PR #302, opened 2021-12-14
Fix renamed directory in doc

natrem:


freeqaz (approved):
Nice catch -- thank you!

What the exercise asks: Print again the material above, limited to the lines from the one holding "Fix renamed directory in doc" through the last, inclusive.

Answer box:
Fix renamed directory in doc

natrem:


freeqaz (approved):
Nice catch -- thank you!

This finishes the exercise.